Welcome to EverybodyWiki ! Sign in or create an account to improve, watchlist or create an article like a company page or a bio (yours ?)...

# K-modes clustering

k-modes clustering is a modified version of the standard k-means clustering process optimized to cluster categorical data. It does so by using the simple matching dissimilarity measure also referred to as the Hamming distance instead of the Euclidean distance to calculate the distance between two objects. Furthermore, it uses modes instead of means to represent the cluster centroids.

## Reasoning

While the k-means algorithm is a very popular choice when clustering numerical data, it performs poorly when applied to categorical data. The reason is that in order to cluster categorical data, the categorical values first have to be transformed into numerical values which distorts the clustering due to the usage of the Euclidean distance that leads the k-means algorithm to consider two distant values as close, simply based on the proximity of their numerical representations. One solution to this problem, although not suitable for high dimensional categorical data, is to convert the different categories to dummy binary variables and assign a 1 if the categorical value is present and a 0 else.
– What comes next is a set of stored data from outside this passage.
PR #693, opened 2018-02-06
[DO NOT MERGE] JBPM-6806: Included KIE Lienzo artifacts into the dependency management.

romartin:
Hey @mbiarnes @tiagodolphine @manstis 

Created ticket and branches with same names for doing the right Jenkins integration tests. 
See https://issues.jboss.org/browse/JBPM-6806

Please **DO NOT MERGE** yet.

Thanks!

### DIFF
--- a/kie-bom/pom.xml
+++ b/kie-bom/pom.xml
@@ -538,6 +538,31 @@
         <classifier>sources</classifier>
       </dependency>
 
+      <!-- KIE - Custom lienzo artifacts -->
+      <dependency>
+        <groupId>org.kie</groupId>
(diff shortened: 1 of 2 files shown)


mbiarnes:
Jenkins retest this please

mbiarnes:
@romartin wouldn't it be easier if we add lienzo-core and lienzo-test to the repository-list.txt?
So it builds always before all other projects.
It will release automatically with all other reps.
Only the update-versions-all script has to be changed.

romartin:
@mbiarnes yes I see you created a PR for this, but anyway I think this is still necessary.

A solution that works even with high dimensional categorical data is k-modes clustering.

## Algorithm

### Simple Matching Dissimilarity Measure

The simple matching dissimilarity measure also referred to as the Hamming distance calculates the distance between two objects X and Y defined by m categorical attributes with

$d(X,Y)=\sum _{i=1}^{m}\delta (x_{i},y_{i})$ where

$\delta (x_{i},y_{i})={\begin{cases}0,&x_{i}=y_{i}\\1,&x_{i}\neq y_{i}\\\end{cases}}$ and $x_{i}$ and $y_{i}$ are the categorical values of attribute i in X and Y. The more mismatches there are between X and Y, the bigger the Hamming distance and thus the bigger the dissimilarity between the two objects. Applying this distance function to k-modes clustering, one obtains a new function that measures the distance and therefore the dissimilarity between an object X and a cluster centroid $Z_{1}$ defined as

$\delta (x_{i},z_{i})={\begin{cases}1-{\frac {n_{1}^{r}}{n_{1}}},&x_{i}=z_{i}\\1,&x_{i}\neq z_{i}\end{cases}}$ where $z_{i}$ is the categorical value of attribute i in $Z_{1}$ , $n_{1}$ is the number of objects in cluster 1 and $n_{i}^{r}$ is the number of objects in cluster 1 whose attribute value is r. Hence, if X and $Z_{1}$ have the same categorical value, meaning $x_{i}=z_{i}$ , the distance between the two depends on the number of objects in cluster 1 containing this value.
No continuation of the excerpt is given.